Return updated datetime and script name as a dataframe - python

49 views Asked by At

The overarching aim of my query is to monitor the functioning of scripts through TaskManager. I have numerous scripts that are being run as recurring time points. But I have no idea if the script is being executed or hasn't run for whatever reason.

I'm setting out to create a central monitoring file for all my scripts that will return the datetime and if it ran. More importantly, if it didn't execute.

For this question, I've got a test or dummy script will run for a period of 5 minutes and then it will be terminated.

I'll setup TaskManager to run this script every minute. I want to create a central df that appends the datetime, along with the name of the script. That way, on the 6th minute when TaskManager runs, the script will not execute, which should be recorded as a null value.

import multiprocessing
import time
import pandas as pd
import datetime

# foo function
def foo(n):
    for i in range(10000 * n):

        test = pd.DataFrame(columns=['Script', 'DateTime', 'Processing'])

        test["DateTime"] = datetime.datetime.now()

        print(test)

        time.sleep(1)

        #return test

if __name__ == '__main__':

    p = multiprocessing.Process(target=foo, name="Foo", args=(10,))
    p.start()

    time.sleep(300)

    p.terminate()

    p.join()
1

There are 1 answers

0
Shavy On

Try this:

import multiprocessing
import time
import pandas as pd
import datetime

# Global DataFrame to store execution information
execution_log = pd.DataFrame(columns=['Script', 'DateTime', 'Processing'])

# foo function
def foo(script_name, n):
    for i in range(10000 * n):
        current_time = datetime.datetime.now()
        print(f"{script_name} is running at {current_time}")

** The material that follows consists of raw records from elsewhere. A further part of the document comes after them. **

PR #2803, opened 2026-06-20
perf(sidebar): memoize TaskRow so navigation re-renders 2 rows, not all

pauldambra:
when i'm using ph-code it regularly freezes

i copied my local prod app database into the dev instance and had the robot poke at it via CDP

-----

## Problem

The sidebar task list froze the UI on every task load with a real-scale dataset. `TaskRow` was not memoized, and each call site passed fresh inline closures (`onClick={(e) => onTaskClick(task.id, e)}`, ...), so an `activeTaskId` change on navigation re-rendered **every** row — and each row re-runs two queries (`useWorkspace`, `useTaskPrStatus`) plus a store subscription.

This was found by loading a **production database (766 workspaces, 5.9 GB of conversation logs)** into a dev instance and CPU-profiling task loads over CDP. It blocked the renderer main thread for **1–3.3s on every task load** — a hard freeze with no loaders, because it's synchronous render work, not async fetching. (Earlier theories — focus-refetch storms, file-watcher churn — were measured and ruled out; they never produced a long task.)

## Change

Memoize `TaskRow` and pass it the parent's already-`useCallback`'d handlers, binding `task.id` inside the row. Now an `activeTaskId` change re-renders only the two rows whose `isActive` flipped, instead of all of them. `TaskListView`'s external props are unchanged.

## Measurement

Blocked main-thread time on task load, 766-workspace dataset, same CDP harness before/after:

| task | before | after |
| --- | --- | --- |
| 1fbb7d49 | 2742ms | **539ms** |
| 4ebc00bf | 2361ms | **515ms** |
| 7f55577b | 3282ms | **665ms** |
| 0a06a281 | 2079ms | **347ms** |
| 1f9f73a8 | 942ms | **176ms** |
| be480903 | 984ms | **384ms** |

The measured drop confirms `task` object identity is stable enough for `memo` to bite.

## Scope / follow-ups

This fixes the **sidebar** half of the freeze (every task load). A second, independent cause remains for **large cloud conversations** — `buildCloudEventSummary`/`getDiffStats` (`@posthog/core/task-detail/cloudToolChanges`) reprocess the entire session event log on every update (O(n) per tick) — which I'm tackling separately. Virtualizing the sidebar list would further cut the first-mount cost but is a larger change; memoization captures the recurring re-render freeze.

### DIFF
--- a/packages/ui/src/features/sidebar/components/TaskListView.test.tsx
+++ b/packages/ui/src/features/sidebar/components/TaskListView.test.tsx
@@ -1,0 +1,111 @@
+import type { TaskData } from "@posthog/core/sidebar/sidebarData.types";
+import { render } from "@testing-library/react";
+import { beforeEach, describe, expect, it, vi } from "vitest";
+
+const { renderCounts } = vi.hoisted(() => {
+  globalThis.ResizeObserver ??= class {
+    observe() {}
+    unobserve() {}
+    disconnect() {}
+  };
+  return { renderCounts: new Map<string, number>() };
+});
+
+vi.mock("@posthog/ui/features/sidebar/components/items/TaskItem", () => ({
+  TaskItem: ({ taskId }: { taskId: string }) => {
+    renderCounts.set(taskId, (renderCounts.get(taskId) ?? 0) + 1);
+    return null;
+  },
+}));
+
+vi.mock("@posthog/ui/features/workspace/useWorkspace", () => ({
+  useWorkspace: () => undefined,
+}));
+vi.mock("@posthog/ui/features/sidebar/useTaskPrStatus", () => ({
+  useTaskPrStatus: () => ({ prState: null, hasDiff: false }),
+}));
+vi.mock("@posthog/ui/features/sidebar/archivingTasksStore", () => ({
+  useArchivingTasksStore: (
+    selector: (s: { archivingTaskIds: Set<string> }) => unknown,
+  ) => selector({ archivingTaskIds: new Set<string>() }),
+}));
+vi.mock("@posthog/ui/features/folders/useFolders", () => ({
+  useFolders: () => ({ folders: [] }),
+}));
+vi.mock("@posthog/ui/router/useAppView", () => ({
+  useAppView: () => ({ type: "task-detail" }),
+}));
+vi.mock("@posthog/ui/router/useOpenTask", () => ({ openTaskInput: vi.fn() }));
+vi.mock("@posthog/ui/assets/hedgehogs", () => ({ builderHog: "" }));
+vi.mock("@posthog/ui/features/sidebar/sidebarStore", () => {
+  const state = {
+    organizeMode: "recent",
+    sortMode: "updated",
+    collapsedSections: new Set<string>(),
+    toggleSection: () => {},
+    loadMoreHistory: () => {},
+    resetHistoryVisibleCount: () => {},
+    folderOrder: [] as string[],
+    reorderFolders: () => {},
+  };
+  return {
+    useSidebarStore: Object.assign(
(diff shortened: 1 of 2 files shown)


pauldambra:
> [!NOTE]
>
> Clean-room review (reviewers given only the diff): qa-team, paul-reviewer, xp-reviewer, security-audit — all on Opus.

        # Append information to the global DataFrame
        global execution_log
        execution_log = execution_log.append({'Script': script_name, 'DateTime': current_time, 'Processing': True},
                                             ignore_index=True)

        time.sleep(1)

if __name__ == '__main__':
    # Specify the script name
    script_name = "TestScript"

    # Create a multiprocessing process
    p = multiprocessing.Process(target=foo, name="Foo", args=(script_name, 5))
    p.start()

    # Wait for 5 minutes
    time.sleep(300)

    # Terminate the process
    p.terminate()
    p.join()

    # After termination, update the execution log
    execution_log.loc[execution_log['Script'] == script_name, 'Processing'] = False

    # Print the final execution log
    print(execution_log)

I've made the following changes:

  1. Moved the DataFrame creation outside the loop to prevent overwriting.
  2. Passed the script name as an argument to the foo function.
  3. Used a global DataFrame (execution_log) to keep track of script executions.
  4. Updated the script to append information to the global DataFrame.

This way, you can monitor the execution of your scripts over time, and the 'Processing' column will indicate whether a script is currently running or not.